Beson wäre schon fast in die Straße, die zum Apartement führte eingebogen, hätte wie üblich Madame Rosande am Zeitungstand gegrüßt und Monsieur Voulieux, den unfreundlichen Straßenkehrer, nicht, hätte Brot geholt, wäre schnaufend die alte Treppe hinaufgestapft, hätte den Zustand in dem seine Frau die Wohnung bei ihrer Abfahrt hinterlassen hatte murmelnd kritisiert und sich auf das Sofa gelegt. Doch da fiel er ihm ein. Douesten. Gott hab ihn seelig. Der arme Kerl. Er hatte etwas über ihn herausfinden können. Gut nach kurzer Recherche war er so müde gewesen, dass er eingenickt war, doch er hatte etwas herausgefunden. Nicht nur Schriftsteller war der Gute gewesen. Monkeys hieß eine Bar in Montparnasse und deren Inhaber war ein gewisser Douesten. Hoffentlich derselbe.

Die Adresse fand man leicht. Ein Billiardlokal war nun im Erdgeschoß des schäbigen Hauses. Über dem Tresen lehnte eine junge Frau. Sie war alleine. Kein Wunder. So ein Lokal am Vormittag.

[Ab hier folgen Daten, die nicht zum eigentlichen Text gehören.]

PR #374, opened 2018-07-31
React-Insta-Clone-Zachary Baca

cubsfan46350:


instagram/src/App.js
```diff
@@ -0,0 +1,27 @@
...
+import './App.css';
+import dummyData from './dummy-data';
+import Posts from './components/PostContainer/posts';
+class App extends Component {
+  constructor() {
+    super();
+    this.state = {
+      appData: dummyData
+    }
+    dataFunction() = props => {
```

Falls sie verwundert war über den frühen Besucher ließ sie es sich nicht anmerken. Sie richtet sich nicht einmal auf. Blonde Stirnfransen verdeckten ihre Augen. Sie lugten hinter ihnen hervor, desinteressiert und müde. Der Monsieur trat näher. Räusperte sich. Dann erneut. Orderte ein Bier. Dann noch eins. Er war her gekommen, um zu fragen. Zu recherchieren. Aber bei Gott was wollte er denn überhaupt herausfinden?